Pemilik lahan menuntut harga ganti rugi yang nilainya sama dengan ganti rugi korban Lumpur, yakni sekitar Rp 1 juta per meter persegi. Akibatnya, proses pembebasan lahan yang letaknya berhimpitan dengan lokasi tanggul penahan Lumpur gagal dilakukan.
Panitia pembebasan lahan menawarkan harga ganti rugi untuk tanah berupa sawah Rp 120 ribu per meter persegi dan lahan kering Rp 175 ribu - Rp 600 ribu per meter persegi. Namun, warga bersikeras menolak melepaskan tanahnya jika harga ganti rugi tak sesuai dengan tuntutan mereka.
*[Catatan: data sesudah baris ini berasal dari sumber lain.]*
PR #1023, opened 2015-08-24
Add benchmarks to elm-compiler

JoeyEremondi:
Add a benchmark suite to elm-compiler.

To test a particular elm version, just do
`elm make CompilerBenchmarks.elm --output=Benchmark.html` with whatever version of Elm you are testing, then load the resulting Html page in your browser.


Fresheyeball:
Wow! This is amazing!

evancz:
Awesome, very excited to have this, thank you! :D

PR #1026, opened 2015-08-25
Top level qualify

JoeyEremondi:
Introduces a new variant of `AST.Variable.Canonical`, namely `TopLevel`, which adds a module name to top-level local definitions.

This paves the road for lifting all outputted declarations to the top level.

For testing, I've ensured that this successfully builds several packages, including all of core. Additionally, JS output is unchanged for the entire Benchmark suite.

### DIFF
--- a/bench/CompilerBenchmarks.elm
+++ b/bench/CompilerBenchmarks.elm
@@ -1,0 +1,165 @@
+import Graphics.Element exposing (show)
+import Signal
+import Benchmark
+import Task exposing (Task, andThen)
+import Text
+import Array
+import Random
+import Dict
+import Time
+
+import LargeDictionary
+import ArrayBench
+import ListBench
+
+import RecordBench
+import SmallRecordBench
+import TupleBench
+import SmallTupleBench
+import CtorBench
+import SmallCtorBench
+import PatternMatchBench
+import IfBench
+import DictBench
+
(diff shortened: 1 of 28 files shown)


evancz:
This is looking good! Surprisingly minor changes. I'm gonna try to merge it in soon.

evancz:
Okay, I realized what was weird with the `[v1, v2]` part, and it just was something that surprised me in the existing code.

I had imagined that when you defined a variable in some pattern, it would take over everything. The imported things or built in things, none of that would be accessible in the environment anymore. Once it has been shadowed, it is not available anymore.

I guess I implemented it in a freaky way, and it happens to also work. I don't know if I knew I was doing this freaky thing when I did it.

In any case, that is why I was surprised by the `[v1,v2]` part. My mental model did not match the actual code.

That said, I think there is still a bug there. If a `Local` and a `TopLevel` are available, the `Local` should always win. I kinda want to just fix the underlying weirdness, so let me look into this a bit more for now.

JoeyEremondi:
>
> If a Local and a TopLevel are available, the Local should always win.


That's the whole point of the [v1, v2]. It checks if both a local and a
top-level are in the environment, and prefers the local one.

evancz:
Ah, I read read the body wrong, gotcha!

PR #1028, opened 2015-08-26
Fixes cabal file to work with stack

ianbollinger:
`stack` could not resolve the needed build artifacts without adding `elm-compiler` as a dependency to the corresponding executable. Additionally, this bumps the upper bounds on `blaze-html` and `blaze-markup` and adds `Paths_elm_compiler` to `other-modules` in order to silence a warning from `stack`.

### DIFF
--- a/elm-compiler.cabal
+++ b/elm-compiler.cabal
@@ -160,11 +160,13 @@ Executable elm
         CommandLineRouter.hs
 
     other-modules:
-        Elm.Compiler.Version
+        Elm.Compiler.Version,
+        Paths_elm_compiler
 
     Build-depends:
         base >=4.2 && <5,
         directory >= 1.0 && < 2.0,
+        elm-compiler,
         process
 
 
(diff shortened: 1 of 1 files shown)


elm-compiler.cabal
```diff
@@ -160,11 +160,13 @@ Executable elm
...
 
     other-modules:
-        Elm.Compiler.Version
+        Elm.Compiler.Version,
+        Paths_elm_compiler
 
     Build-depends:
         base >=4.2 && <5,
         directory >= 1.0 && < 2.0,
+        elm-compiler,
```
evancz: Why do we need to add this? The code does not depend on elm-compiler. It uses Elm.Compiler.Version [here](https://github.com/elm-lang/elm-compiler/blob/master/src/CommandLineRouter.hs#L9), so I get the transitive other-modules addition. It is not clear why that requires the elm-compiler dependency though, or what that would even mean.

elm-compiler.cabal
```diff
@@ -197,8 +199,8 @@ Test-Suite compiler-tests
         ansi-terminal >= 0.6.2.1 && < 0.7,
         base >=4.2 && <5,
         binary >= 0.7.0.0 && < 0.8,
-        blaze-html >= 0.5 && < 0.8,
-        blaze-markup >= 0.5.1 && < 0.7,
+        blaze-html >= 0.5 && < 0.9,
+        blaze-markup >= 0.5.1 && < 0.8,
```
evancz: Is this just lining things up with other things in this file? If so, can you link to the line numbers?

elm-compiler.cabal
ianbollinger: For some reason stack seems to fail unless an executable requires the corresponding library in every case. It appears to be more of a bug than a design decision, though it could be both.

evancz: Do you mind opening an issue with them to ask about it? If it is a bug, I'd be happy to remove that line!

PR #1032, opened 2015-08-27
Common package module (take 2)

JoeyEremondi:
SEE ALSO: related PRs for [elm-make](https://github.com/elm-lang/elm-make/pull/52) and [elm-package](https://github.com/elm-lang/elm-package/pull/127)

Refactors so that the `Name` type is in elm-compiler, so that we can pass Package names around the compiler process.

We create a new module, `Elm.Package`, containing the `Name` and `Version` types for packages.

`toString :: Version -> String` was renamed `verstionToString`, to avoid conflicts with `toString :: Name -> String`. Similarly with `fromString`.

We've moved the `elm :: Version` from Elm.Package.Version to Elm.Compiler, and renamed it to `version :: Version`.

### DIFF
--- a/elm-compiler.cabal
+++ b/elm-compiler.cabal
@@ -41,7 +41,9 @@ Library
         Elm.Compiler,
         Elm.Compiler.Module,
         Elm.Compiler.Type,
+        Elm.Compiler.Version,
         Elm.Docs,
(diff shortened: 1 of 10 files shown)


evancz:
This looks awesome!

PR #1033, opened 2015-08-28
Avoid conflicts when modules have the same name

JoeyEremondi:
SEE ALSO: [PR in elm-make](https://github.com/elm-lang/elm-make/pull/53).

This makes the changes necessary so that, when two packages have hidden modules with the same name, problems don't arise.

The ModuleNames we receive from Elm-make are now qualified by package name, and version. We also receive a dictionary mapping module names to package names for each imported package, so we know which interface files to give `Canonicalize.module'`. This dictionary has been added to the `Elm.Compiler.Context` type.

In Elm.Compiler.Module, we've added the `CanonicalName` type, which qualifies module names by package name and version. A similar type is in AST.Module, which uses AST.Module.Name instead of Elm.Module.Name.

The `Package` tuple synonym has been added to Elm.Package, which represents complete package information (name and version).

### DIFF
--- a/src/AST/Module.hs
+++ b/src/AST/Module.hs
@@ -1,11 +1,12 @@
 module AST.Module
-    ( Interfaces
+    ( Interfaces, CanonicalInterfaces
     , Types, Aliases, ADTs
     , AdtInfo, CanonicalAdt
     , SourceModule, ValidModule, CanonicalModule, Optimized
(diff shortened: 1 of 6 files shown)


JoeyEremondi:
Need to fix elm-compiler. Sorry for the noise.

PR #1038, opened 2015-08-29
Add Facts to Canonical.Def

JoeyEremondi:
Adds annotations containing the referenced top-levels and imported variables for each Definition in a module.


evancz:
Okay, should be all set for the `Sort` and DCE changes now!

I'm gonna leave `Generate.JavaScript.generate` undefined for now. I want to do a bit of reshuffling tonight though, so be sure to get a fresh version next time you do stuff!

PR #1048, opened 2015-09-06
Test fix empty expected files

laszlopandy:
Right now Generate/JavaScript.hs has a lot of errors. So if you run:
`ELM_WRITE_NEW_EXPECTED=1 cabal test`
It will write empty files for all the examples with errors.

But there are several other test cases which do compile and do need to be updated, and you don't want to have to pick through which ones to commit.
@evancz


evancz:
I don't fully understand, but this seems like an okay thing to add.

PR #1053, opened 2015-09-13
Migrate to Travis-CI container-based infrastructure

avh4:
http://docs.travis-ci.com/user/migrating-from-legacy/

This updates the Travis-CI script to use the new container-based infrastructure, which supposedly will lead to faster builds and more resources being allocated to the builds.  Sadly, the travis.yml is a bit uglier and has some duplication to support this.


evancz:
This looks good to me. Since GHC before 7.10 is going to stop working on the next version of OSX, I made it so 7.10 was the only version we tried to be compatible with. If this PR goes that route, it should be all set!

evancz:
As an aside, does this make things faster? It is able to grab this stuff off the shelf or something?

avh4:
Updated to only build with ghc 7.10.  I did a merge instead of a rebase so that the example of doing a build matrix will sill be in the git history.

I didn't notice a much of a difference in the build times with this, but supposedly the biggest speed increase on the new infrastructure is that builds will sit in the queue for less time when travis is under heavy load.  Also, I expect travis will start making incentives to phase out the legacy infrastructure at some point.

Another touted advantage is that you can cache dependencies (the cabal dependencies in our case), but I haven't taken a look at whether that's possible for us to use.

evancz:
Awesome, thanks for figuring this out!

PR #1057, opened 2015-09-15
Enable caching of ~/.cabal on Travis-CI

avh4:
Enable caching of ~/.cabal on Travis-CI

Depends on #1053

### DIFF
--- a/.travis.yml
+++ b/.travis.yml
@@ -1,5 +1,9 @@
 sudo: false
 
+cache:
+  directories:
+  - $HOME/.cabal
+
 addons:
   apt:
     sources:


avh4:
(It is not to me yet whether I am caching the correct directory, and if so whether caching it will actually speed anything up for the build...   Don't merge this until we've verified all that.)

laszlopandy:
I'm not sure if that will cache the modules from elm-compiler too. That
would be a bad thing. We want a clean build each time.

avh4:
This apparently didn't work.  On a subsequent build, Travis reported that it found the cache, but the build look just as long:  either ~/.cabal is not the correct folder to cache, or caching that folder has no effect on `cabal install --only-dependencies --enable-tests`

evancz:
Okay, it sounds like we don't want to do this now, but it'd be excellent if we figure it out someday :)

PR #1015, opened 2021-05-21
[dap] support "attach"

RunyaoZhang:
Different from "launch" which will start a shell, "attach" will attach to an existing shell.
See https://microsoft.github.io/debug-adapter-protocol/specification#Requests_Attach

### Description

Add handle_request for "attach"
Change handle_request for "disconnect" if it was "attach" don't stop the node, only stop breakpoints.

Tests see comment.

Fixes # .

### DIFF
--- a/apps/els_dap/src/els_dap_general_provider.erl
+++ b/apps/els_dap/src/els_dap_general_provider.erl
@@ -452,7 +452,8 @@ handle_request({<<"disconnect">>, _Params}
       els_dap_rpc:no_break(ProjectNode),
       [els_dap_rpc:continue(ProjectNode, Pid) ||
         {_ThreadID, #{pid := Pid}} <- maps:to_list(Threads)],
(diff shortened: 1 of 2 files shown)


robertoaloi:
Hi @RunyaoZhang and really thanks for this!
The branch seems to have some linting issues, would you mind looking into those?
Looks good to me, @TheGeorge do you have any feedback on this?
We may want to factor some duplication out, but that can be also done as a follow up.

RunyaoZhang:
For second diff test:
1 Set break point
2 Start shell `rebar3 shell --sname abc@localhost --setcookie COOKIE `
3 Attach
4 `daptoy_fact:fact(2).` ( hit break point )
5 Disconnect
6 Noticed continue (previously not)
7 Attach again
....

TheGeorge:
LGTM let's wait for CI

RunyaoZhang:
Add dap rpc int:n/1 and int: interpreted/0 to fix dialyzer.
(Without these 2 it still work.)
Test same as before.

TheGeorge:
Can you also do a PR to the VSCode plugin?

Ketidaksesuaian harga ganti rugi tersebut, menurut Win Hendrarso, bisa membuyarkan rencana pembangunan jalan tol sebagai pengganti jalan tol yang tenggelam akibat luapan lumpur Lapindo.
Sesuai jadwal, kata Win pula, proses pembebasan lahan sudah harus selesai tahun 2009 ini, sehingga bisa dimulai proses pengerjaan konstruksi jalan tol sepanjang 11 kilometer dengan lebar 120 meter tersebut tahun 2010. Jika warga tetap menolak harga ganti rugi yang ditawarkan panitia pembebasan lahan, pemerintah akan menempuh cara konsinyasi.
Bupati Win Hendrarso menegaskan bahwa pemerintah berhak menggunakan lahan demi kepentingan umum.
Sementara itu, Juru Bicara Badan Pengendalian Lumpur Sidoarjo (BPLS) Ahmad Zulkarnain mengatakan, pembebasan lahan menjadi kewajiban BPLS. Hingga saat ini telah dibayarkan uang ganti rugi bagi 50 persen lahan yang dibutuhkan untuk proyek jalan tol tersebut.
Adapun masalah 20 persen lahan, menurut dia, pihak BPLS masih terus melakukan pendekatan dengan para pemilik tanah, dan diharapkan proses pembebasannya bisa berjalan lancer. BPLS tetap meminta warga melepaskan tanahnya dengan harga yang ditetapkan panitia pembebasan lahan. "Kami terus dekati warga secara persuasif," jelasnya. EKO WIDIANTO.